第3章 因縁の残響
誰も、すぐには答えられない。
だが大久保は、目を伏せて静かに頷いた。
「そういうことになる」
「無論、タダでとは言わん。報酬は十分に支払う。加えて曖昧にしてきた違法行為も超法規的に認めよう。たとえば…阿片密売の高荷恵の件…」
川路は話しつつ、視線が恵へ向く。
恵は一瞬で理解した。
取引だと。
バンッ!!
恵の手が床を打つ。
「冗談じゃないわ!そんな材料にされて剣さんの枷になるくらいなら、私は死刑台を選ぶわ!!」
その言葉に皆が息を呑み、恵を見る。
「大久保卿…あなたが今、人斬り抜刀斎を必要としていることは分かります。
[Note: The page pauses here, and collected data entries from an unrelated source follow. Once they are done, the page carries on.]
PR #436, opened 2026-06-04
fix(kernel): make kernel-reactor max_turns env-overridable (HYPERLOOM_KERNEL_MAX_TURNS, default 40)

iraj465:
Problem: the kernel reactor ClaudeBackend default max_turns (4/5) errors 'Reached maximum number of turns' before GEAK is dispatched. Evidence: kernel_e2e.log -> 'Reached maximum number of turns (4)'. Fix: make it env-overridable via HYPERLOOM_KERNEL_MAX_TURNS (default 40), reusing the module-level os import. (Item #5 test_command->geak.submit() is already on main.)


chaojhou (changes requested):
## Review: env-overridable kernel `max_turns`

**TL;DR:** The intent is sound and low-risk — it fixes a real failure (the kernel reactor exhausting its turn budget with *"Reached maximum number of turns"* before GEAK is dispatched). However, it shouldn't merge as-is: it currently conflicts because `main` moved the patched code, and there are a couple of small robustness/consistency nits plus one verification question.

### 1. Blocking — the patch targets code that no longer lives in `cli.py`

The diff edits `inference_optimizer/cli.py` around line 804 (`_build_backends`). On current `main`, `_build_backends` was refactored **out of `cli.py` into `inference_optimizer/cli_backends.py`** and re-imported back into `cli.py`. The hardcoded value this PR targets now lives in `cli_backends.py` and is still `=5`:

```python
# inference_optimizer/cli_backends.py
    if not no_kernel:
        if kernel_codex:
            backends["kernel"] = CodexBackend(model=codex_model)
        else:
            backends["kernel"] = ClaudeBackend(model=claude_model, max_turns_default=5)
    return backends
```

So the fix is **still needed** (the `=5` hardcode persists on `main`), but the `cli.py` hunk is now obsolete — this is the source of the merge conflict. **Please rebase onto latest `main` and move the change to `cli_backends.py`.** `cli_backends.py` already imports `os` at module level, so the "reuse the module-level `os` import" approach still holds there.

### 2. Substantive — does the fix cover the failing path?

- **The default kernel backend is now Codex, not Claude.** `--kernel-codex` defaults to `True` in `cli.py`, so the default run builds `CodexBackend(model=codex_model)` with no turn override; the `ClaudeBackend(max_turns_default=...)` branch only runs under `--kernel-claude`. This PR therefore only helps the `--kernel-claude` path and leaves the default (Codex) turn budget untouched. Is that intended? If the e2e failures also occur on the Codex path, the default case won't be fixed.
- **Evidence says `(4)`, but the cli sets `5`.** The log is *"Reached maximum number of turns (4)"*, yet the kernel `ClaudeBackend` in `_build_backends` is constructed with `max_turns_default=5` (the bare dataclass default is `4`, see `orchestrator/backends/claude.py`). A `(4)` suggests the failing call may not be using the backend built in `_build_backends`, or that the per-tick `run(max_turns=...)` overrides `max_turns_default` (`max_turns or self.max_turns_default`). Worth confirming the override actually propagates to the path that produced `(4)` — otherwise the bump won't take effect where it's needed.

### 3. Minor / nits

- **Env-parse robustness.** The existing precedent guards empty-string env values: `int(os.environ.get("INFERENCE_OPTIMIZER_SPECIALIST_MAX_TURNS", "8") or "8")`. This PR uses `int(os.environ.get("HYPERLOOM_KERNEL_MAX_TURNS", "40"))` without the `or "40"`, so `HYPERLOOM_KERNEL_MAX_TURNS=""` raises `ValueError` and crashes backend construction. Please add the `or "40"` guard (and optionally clamp to a positive int).
- **Env-var naming.** The existing knob is `INFERENCE_OPTIMIZER_SPECIALIST_MAX_TURNS`; this introduces `HYPERLOOM_KERNEL_MAX_TURNS`. Both are fine individually, but mixing prefixes is inconsistent — consider aligning the convention (or noting the deliberate move to a `HYPERLOOM_` prefix).
- **No test.** A small test asserting the env override flows into `max_turns_default` would match the repo's existing coverage style (e.g. `test_claude_backend.py`). Optional for a change this small.
- **Default 40 vs 5** is a large jump, but since it's a per-tick cap (not a target) it's acceptable; only the token/cost ceiling rises.

### Suggested rebased change (`cli_backends.py`)

```python
    if not no_kernel:
        if kernel_codex:
            backends["kernel"] = CodexBackend(model=codex_model)
        else:
            # Kernel reactor needs many turns to read analysis.md, pick hot
            # kernels, and dispatch kernel_optimization to GEAK; the small
            # default trips "Reached maximum number of turns" before GEAK runs.
            kernel_max_turns = int(
                os.environ.get("HYPERLOOM_KERNEL_MAX_TURNS", "40") or "40"
            )
            backends["kernel"] = ClaudeBackend(
                model=claude_model, max_turns_default=kernel_max_turns
            )
    return backends
```

**Net:** direction approved, requesting changes — rebase + relocate to `cli_backends.py` (resolves the conflict), add the `or "40"` guard, and confirm point #2 (Codex-default coverage + that the override reaches the `(4)` path).

chaojhou:
Direction is right and minimal — making the kernel-reactor `max_turns` env-overridable (default 40) targets a real failure (`Reached maximum number of turns` before GEAK is dispatched), CI is green, and the branch is now rebased onto `main` (no more conflict). One blocking item remains on the single changed line.

**Blocking: env parse has no fallback and no lower bound** (`inference_optimizer/cli_backends.py:125-127`)

```python
kernel_max_turns = int(
    os.environ.get("HYPERLOOM_KERNEL_MAX_TURNS", "40")
)
```

1. **Empty / non-numeric → CLI startup crash.** `os.environ.get` only falls back to `"40"` when the var is *unset*; if it is set but empty or non-numeric (common in K8s/Helm manifests, e.g. `HYPERLOOM_KERNEL_MAX_TURNS=""`), `int()` raises `ValueError` inside `_build_backends` and aborts CLI startup.
2. **`<= 0` re-creates the bug this PR fixes.** No minimum check: a `0`/negative value sets `max_turns_default=0`, and since the coordinator passes `max_turns=0` to mean "use the backend default", the reactor effectively runs with 0 turns — back to "no turns to dispatch GEAK".

Suggested fix:

```python
raw = os.environ.get("HYPERLOOM_KERNEL_MAX_TURNS", "40")
try:
    kernel_max_turns = int(raw)
    if kernel_max_turns <= 0:
        raise ValueError
except ValueError:
    logging.warning("invalid HYPERLOOM_KERNEL_MAX_TURNS=%r; using 40", raw)
    kernel_max_turns = 40
```

Minor (non-blocking):
- The `CodexBackend` (kernel-codex) path isn't covered — fine to scope to the Claude path here; align later if desired.
- Consider a one-line test for the env override + invalid-value fallback (`tests/test_claude_backend.py` already exercises `max_turns_default`).

With the parse hardening (fallback + `<=0` floor) this is good to merge.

でも…剣心も、斗亜さんも…今は人斬り抜刀斎じゃないんです」
涙を堪えながら薫は言葉を続ける。
「私たちは…絶対に、京都へ行かせません」
そこには、仲間を守る者の強さがあった。
「馬鹿者がっ!!」
川路が激昂する。
「貴様らは事の重大さが分かっておらん!!」
「よしたまえ、川路君」
大久保の一言で、空気が鎮まる。
深く息を吐き、ゆっくりと一同を見渡す。
「これほど重大な話だ。すぐに答えを出せと言っても無理だろう。一週間、考えてくれ。五月十四日…その時、返事を聞きに来る」
大久保は立ち上がり、背を向ける。
「大久保さん」
斗亜の低い声が、大久保を引き止めた。
大久保は振り返る。
まっすぐ大久保を見る。
「俺が行きます」
全員が息を呑む。
「俺の任務失敗が、全部を狂わせたんだ。兄貴を巻き込まないでほしい。兄貴は、ここで仲間と平和に暮らしている。俺にはもう…守るものが何一つない」
斗亜の声には、すでに死を受け入れた者の冷たい覚悟があった。
「斗亜っ!」
剣心が声を荒げる。
斗亜は剣心を見て、かすかに微笑む。
それは自分の命を差し出すと決めた者だけが浮かべる、危うい笑みだ。